Diluted botulinum toxin (BTX) injection for the treatment of refractory vascular and papulopustular rosacea, repeated every 4 to 5 months, has shown promise for relieving persistent vascular symptoms, according to a recent analysis conducted in India and published in the Journal of the American Academy of Dermatology.1
Under local anesthesia, BTX diluted to a strength of 10 units/mL was administered intradermally in the hypervascular and telangiectatic centrofacial face as microdroplet injections of 0.05 mL with 0.5-cm spacing. Significant reductions in edema, erythema, telangiectasis, and flushing were observed within 1 to 2 weeks of treatment. Any remaining papulopustular lesions also demonstrated improvement, and a reduction in pore size was apparent at 2 weeks.

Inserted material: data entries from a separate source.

PR #366, opened 2020-10-01
Allow multiple invisible recaptchas on a single page by setting custom selector

timobleeker:
I ran into an issue where I had two forms with `invisible_recaptcha_tags` on a single page. The main form is a contact-us form, while a second newsletter-subscribe form is always present in the footer.

When submitting either form, it would then always submit the form for the _first_ button (`var form = closestForm(eles[0]);`) it could find.

This PR is an attempt to add functionality for passing an optional `selector` prop which lets you have multiple recaptcha-protected forms on a single page, as long as you uniquely name your selector props.

Curious to what you think of this. I realise it's a bit of an edge-case.

### DIFF
--- a/lib/recaptcha/helpers.rb
+++ b/lib/recaptcha/helpers.rb
@@ -139,7 +139,7 @@ module Recaptcha
       skip_script = (options.delete(:script) == false) || (options.delete(:external_script) == false)
       ui = options.delete(:ui)
 
-      data_attribute_keys = [:badge, :theme, :type, :callback, :expired_callback, :error_callback, :size, :selector]
+      data_attribute_keys = [:badge, :theme, :type, :callback, :expired_callback, :error_callback, :size]
       data_attribute_keys << :tabindex unless ui == :button
       data_attributes = {}
       data_attribute_keys.each do |data_attribute|
@@ -271,8 +271,7 @@ module Recaptcha
     private_class_method def self.default_callback(options = {})
       nonce = options[:nonce]
       nonce_attr = " nonce='#{nonce}'" if nonce
-      selector_tag = options[:selector]
-      selector_attr = options[:selector] ? "[data-selector='#{selector_tag}']" : '.g-recaptcha'
+      selector_attr = options[:id] ? "##{options[:id]}" : ".g-recaptcha"
 
       <<-HTML
         <script#{nonce_attr}>
--- a/lib/recaptcha/helpers.rb
+++ b/lib/recaptcha/helpers.rb
@@ -139,7 +139,7 @@ module Recaptcha
       skip_script = (options.delete(:script) == false) || (options.delete(:external_script) == false)
       ui = options.delete(:ui)
 
-      data_attribute_keys = [:badge, :theme, :type, :callback, :expired_callback, :error_callback, :size]
+      data_attribute_keys = [:badge, :theme, :type, :callback, :expired_callback, :error_callback, :size, :selector]
       data_attribute_keys << :tabindex unless ui == :button
       data_attributes = {}
       data_attribute_keys.each do |data_attribute|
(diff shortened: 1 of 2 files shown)


timobleeker:
Not sure who's the maintainer, but tagging @grosser as I notice you've most recently merged in this repository.

Any chance you'd be interested to merge this work in, or do you maybe have a different approach you'd like me to try?

grosser:
I'd prefer something more automated were it finds the form around itself or something like that :(

lib/recaptcha/helpers.rb
```diff
@@ -271,6 +271,8 @@ def self.recaptcha_v3_default_callback_name(action)
     private_class_method def self.default_callback(options = {})
       nonce = options[:nonce]
       nonce_attr = " nonce='#{nonce}'" if nonce
+      selector_tag = options[:selector]
+      selector_attr = options[:selector] ? "[data-selector='#{selector_tag}']" : '.g-recaptcha'
```
grosser, line 275: I'd have expected something like this:
```suggestion
      selector_attr = options[:selector] || '.g-recaptcha'
```

timobleeker:
@grosser Yeah I agree something automated would be better, but I wasn't really sure how to approach that to be honest. I also didn't want to interfere with existing implementations and this was the simplest way.

If you have an idea on how to automate it more I'm happy to work on it.

grosser:
is there some js method that gives us closest `g-recaptcha` to the clicked element ?

lib/recaptcha/helpers.rb
timobleeker: I don't think that would work, would it? For `data-selector="my-selector"`, `options[:selector]` would return `my-selector`. As far as I know, to select by a `data-` attribute you need the whole thing?

timobleeker:
@grosser Well there is [.closest()](https://developer.mozilla.org/en-US/docs/Web/API/Element/closest) (polyfill needed for IE), but I'm not sure how to get the element that's clicked on, as the callback function only gets called with the `g-recaptcha-response` token, not with the click event.

🤔 I might be missing something though.

grosser:
yeah, if we don't have a `this` then we need the selector hack :(

lib/recaptcha/helpers.rb
timobleeker: I could inline it though:
``` ruby
selector_attr = options[:selector] ? "[data-selector='#{options[:selector]}']" : '.g-recaptcha'
```

grosser: let the users pass a query-selector, that seems to be the most obvious api to me ... they can still send in `[data-selector='whatever']` ?

timobleeker: Not a 100% sure if I understand. My intention was to allow:
``` ruby
<%= invisible_recaptcha_tags selector: "my-selector" %>
```
It then gets transformed to `data-selector='my-selector'` by the `components` method. Hence the code in `.default_callback` is using `data-selector=`.

So are you suggesting to do something like this?
``` ruby
<%= invisible_recaptcha_tags selector: ".my-class", class: ".my-class" %>
# or
<%= invisible_recaptcha_tags selector: "[data-selector='my-selector']", "data-selector": ".my-selector" %>
```

grosser: ah I think I get it now, the selector attr goes into the tag anyway
how about using `id` for that, it's supposed to be unique and would make a fast selector too ?

timobleeker: Ah yeah using the id will probably be better! I'll make the change in this PR in the next few days.

lib/recaptcha/helpers.rb
```diff
@@ -271,6 +271,7 @@ def self.recaptcha_v3_default_callback_name(action)
     private_class_method def self.default_callback(options = {})
       nonce = options[:nonce]
       nonce_attr = " nonce='#{nonce}'" if nonce
+      selector_attr = options[:id] ? "##{options[:id]}" : ".g-recaptcha"
```
timobleeker, line 274: @grosser I'm now using the `id` directly. 

Alternatively we could decouple it so an id would only be used if you also pass in a `selector` matching the id, but I guess that would just over-complicate things.

grosser:
thx!
5.6.0

PR #371, opened 2020-10-23
Add Truffleruby head to CI

gogainda:


grosser (changes requested):
needs allow failure since head will always be brittle

grosser:
it works :D

PR #379, opened 2021-02-04
Adding a table of contents in README 

Vin0uz:
Also, adding a small note about which version is used in the rails setup example.


grosser:
usually not a big fan of TOCs, but yeah the readme is kinda messy :/

Vin0uz:
> usually not a big fan of TOCs, but yeah the readme is kinda messy :/

Not really a big fan neither tbh, but I was getting really lost in the readme >< lots of infos, very dense.

PR #459, opened 2025-07-28
Minor clean for gDebugDisableStateTracking option

skallweitNV:
Moved declaration to device.h into testing namespace, as this is only used for testing purposes.


tdavidovicNV (approved):
LGTM

PR #464, opened 2025-07-29
Reduce the number of cmake cache variables

skallweitNV:
This PR removes a lot of the cache variables for slang-rhi's dependencies, in order to make it easier to switch between branches and keep dependencies automatically up-to-date.

The remaining cache variables are:
- SLANG_RHI_ENABLE_D3D11
- SLANG_RHI_ENABLE_D3D12
- SLANG_RHI_ENABLE_AGILITY_SDK
- SLANG_RHI_ENABLE_NVAPI
- SLANG_RHI_ENABLE_VULKAN
- SLANG_RHI_ENABLE_METAL
- SLANG_RHI_ENABLE_CUDA
- SLANG_RHI_ENABLE_OPTIX
- SLANG_RHI_ENABLE_WGPU
- SLANG_RHI_FETCH_SLANG
- SLANG_RHI_FETCH_SLANG_VERSION
- SLANG_RHI_SLANG_INCLUDE_DIR
- SLANG_RHI_SLANG_BINARY_DIR

All the URLs for the dependencies are now normal variables set to sensible default values and generally have the form SLANG_RHI_XXX_URL (removed the _FETCH_ part) so they don't pick up old values during the transition.


src/d3d12/d3d12-texture.cpp
```diff
@@ -207,7 +207,6 @@ D3D12_CPU_DESCRIPTOR_HANDLE TextureImpl::getUAV(
         viewDesc.Texture2DArray.FirstArraySlice = range.layer;
         viewDesc.Texture2DArray.PlaneSlice = D3DUtil::getPlaneSlice(viewDesc.Format, aspect);
         break;
-#if SLANG_RHI_ENABLE_AGILITY_SDK
```
tdavidovicNV, line 210: Does this no longer depend on Agility SDK?

skallweitNV: The reason I removed this is because we depend on newer D3D12 features in other places (bindless for examples) so the minimum required version always supports this.

Btw. minimum version check will follow in a separate PR.

PR #465, opened 2025-07-29
Cleanup utility functions

skallweitNV:
This PR contains some long overdue cleanup of the various utility functions for the different backends and makes things more uniform, remove a bunch of dead code etc.

Specifically the following has been done:
- `backend-helper-functions.h/cpp` and `backend-util.h/cpp` have been merged into a single `backend-utils.h/cpp`
- split up the mix of D3D11/D3D12 utils into `d3d11-utils.h`, `d3d12-utils.h` and `d3d-utils.h`
- removed "class namespaces" like `VulkanUtil` etc. and just use free standing functions
- moved the various `createXXXDevice` and `getXXXAdapters` functions to the respective backend device code
- introduce `backend-api.h` headers across all backends that include the graphics API headers
- make `translateXXX` functions to translate slang-rhi enums to the backend enums more consistent
  - exhaustive case labels to catch all places when adding a new enum value to the slang-rhi enums
  - uniform error handling (assert and return `0`)
- remove a whole bunch of dead code
- cleaned up includes (also, all headers are no self-sufficient, i.e. can be compiled when added into a empty cpp file)
- removed all the `#define CASE(from, to)` macros to just plain switch statements (often less code, more compatible with intellisense)


tdavidovicNV (approved):
LGTM

PR #469, opened 2025-08-05
Enable Claude Code Actions

szihs:
Tag @claude in PR/Issue comments to trigger the Claude Code assistant:
  - Bug fixes and code reviews
  - Feature implementation assistance
  - Code explanations and refactoring
  - Test writing and debugging
  - Documentation updates


tdavidovicNV:
@szihs is this ready for a review, or should this be turned into draft for the time being?

szihs:
> @szihs is this ready for a review, or should this be turned into draft for the time being?

@tdavidovicNV 
The PR depends on common GitHub [Action](https://github.com/shader-slang/slang/pull/7811) :
It is ready for review.

jkwak-work (approved):
Looks good to me.

.claude/hooks/stop.py
```diff
@@ -0,0 +1,120 @@
...
+        # Check if all todos are completed
+        incomplete_todos = []
+        for todo in last_todo_write:
+            if todo.get("status") != "completed":
+                incomplete_todos.append(todo)
+
+        return len(incomplete_todos) == 0, incomplete_todos
+
+    except Exception:
+        # If any error occurs during parsing, assume OK to proceed
```
skallweitNV, line 57: This feels wrong to me, but so does most of this script.
But I guess this is not super important, so not too fussy.

skallweitNV (approved):

.claude/hooks/stop.py
szihs: The hooks are something tool would just ignore if there is error. So there is no much point catching and giving to tool since we tool won't be able to change track.

szihs:
@skallweitNV I don't have necessary permission to merge. (Can you help) ?

.claude/hooks/stop.py
skallweitNV: Yeah, but this whole script reads to me like "do a bunch of stuff, but really, we don't care if it works or not". Given that this runs automated, we will have no idea if the script actually does what it's supposed to do at all. There is no difference between an expected/unexpected error or just the fact that the function no longer works due to different inputs for example. This just feels very wrong to me.

szihs:
@skallweitNV My bad, triggered it with the values set.

PR #470, opened 2025-08-05
Add CUDA synchronization points

skallweitNV:
Add cuStreamSynchronize calls before kernel launches and before reading buffers/textures. This fixes issues with texture writes not being visible in subsequent launches. CUDA driver API does less automatic synchronization compared to CUDA runtime API. This needs more investigation and switching to a finer grained synchronization scheme.


tdavidovicNV (approved):
LGTM

PR #471, opened 2025-08-05
Add reporting of RHI live objects if enabled

skallweitNV:


src/core/smart-pointer.cpp
```diff
@@ -1,7 +1,23 @@
...
+#include <cstdio>
+
 namespace rhi {
 
+#if SLANG_RHI_ENABLE_REF_OBJECT_TRACKING
+void RefObjectTracker::reportLiveObjects()
+{
+    if (!objects.empty())
+    {
+        printf("Found %zu live RHI objects!\n", objects.size());
```
tdavidovicNV, line 12: Slang RHI isn't using `fmt::format`?

Either way, shouldn't this be printed to `stdcerr`?

src/core/smart-pointer.h
```diff
@@ -7,7 +7,7 @@
 #include <atomic>
 #include <type_traits>
 
-#define SLANG_RHI_ENABLE_REF_OBJECT_TRACKING 0
+#define SLANG_RHI_ENABLE_REF_OBJECT_TRACKING 1
```
tdavidovicNV: Should it be on by default? Or is this just for CI and this should be a draft?

skallweitNV: No, that was a mistake. But also revealed an issue with the format string :)

src/core/smart-pointer.cpp
skallweitNV: No, printf is just fine and already used in other places and for string formatting in general.
No, we are reporting diagnostics not an error here.

tdavidovicNV (approved):
LGTM

PR #473, opened 2025-08-07
CUDA sync fixes

skallweitNV:
Fix various issues with CUDA backend wrt. synchronization. See commit comments for details.

### DIFF
--- a/src/cuda/cuda-command.cpp
+++ b/src/cuda/cuda-command.cpp
@@ -471,14 +471,6 @@ void CommandExecutor::cmdDispatchCompute(const commands::DispatchCompute& cmd)
         CU_LAUNCH_PARAM_END,
     };
 
-    // This a big hammer! There are various scenarios where we have to synchronize the stream
-    // between kernel launches. One example is accessing texture memory: writes to texture memory (CUDA surface)
-    // are not guaranteed to be visible to the next launch reading from it (CUDA texture) without synchronization.
-    // We need to investigate if finer grained synchronization makes sense here. But this requires
-    // tracking texture states similarly to how it is done in D3D12/Vulkan.
-    // Note: This *does not* block the host unless the context is set to blocking mode.
-    cuStreamSynchronize(m_stream);
-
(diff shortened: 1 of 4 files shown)


src/cuda/cuda-device.cpp
```diff
@@ -549,7 +549,7 @@ Result DeviceImpl::readTexture(
 {
     SLANG_CUDA_CTX_SCOPE(this);
 
-    cuStreamSynchronize(m_queue->m_stream);
+    SLANG_CUDA_RETURN_ON_FAIL_REPORT(cuStreamSynchronize(m_queue->m_stream), this);
```
ccummingsNV: Is this needed now the command buffer thing is fixed?

src/cuda/cuda-device.cpp
```diff
@@ -581,7 +581,7 @@ Result DeviceImpl::readBuffer(IBuffer* buffer, size_t offset, size_t size, void*
...
```
ccummingsNV: Same question as for texture

src/cuda/cuda-command.cpp
```diff
@@ -834,7 +825,7 @@ Result CommandQueueImpl::submit(const SubmitDesc& desc)
         SLANG_RETURN_ON_FAIL(executor.execute(commandBuffer));
 
         // Only record command buffer if executor succeeds and we correctly add it to the active stream
-        SLANG_CUDA_RETURN_ON_FAIL(cuEventCreate(&commandBuffer->m_completionEvent, 0));
+        SLANG_CUDA_RETURN_ON_FAIL(cuEventCreate(&commandBuffer->m_completionEvent, CU_EVENT_DISABLE_TIMING));
```
ccummingsNV, line 828: Guessing this is just a perf thing?

skallweitNV: yes, we don't need timing, just synchronization

src/cuda/cuda-device.cpp
skallweitNV: I think in theory we don't.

With the improvement observed lasting for approximately 3 to 4 months, repeat sessions of BTX mesotherapy are needed once every 4 to 5 months in order to maintain remission. The use of dermoscopy in such patients permits a more objective assessment of their therapeutic response.
The therapeutic benefits of BTX observed in patients with rosacea most likely stem from acetylcholine blocking effects targeting arrector pili muscles and local muscarinic receptors in the sebaceous glands.2 The improvements observed in BTX-treated patients with respect to erythema, flushing, and inflammation occur as a result of potent blockade of acetylcholine release from autonomic peripheral nerves of the cutaneous vasodilatory system, along with inhibition of the release of such inflammatory mediators as calcitonin gene-related peptide and substance P.3,4
The authors noted that although use of diluted BTX mesotherapy every 4 to 5 months is associated with the relief of vascular signs and symptoms of recalcitrant rosacea, the procedure is limited by the cost and the need for repeated injections.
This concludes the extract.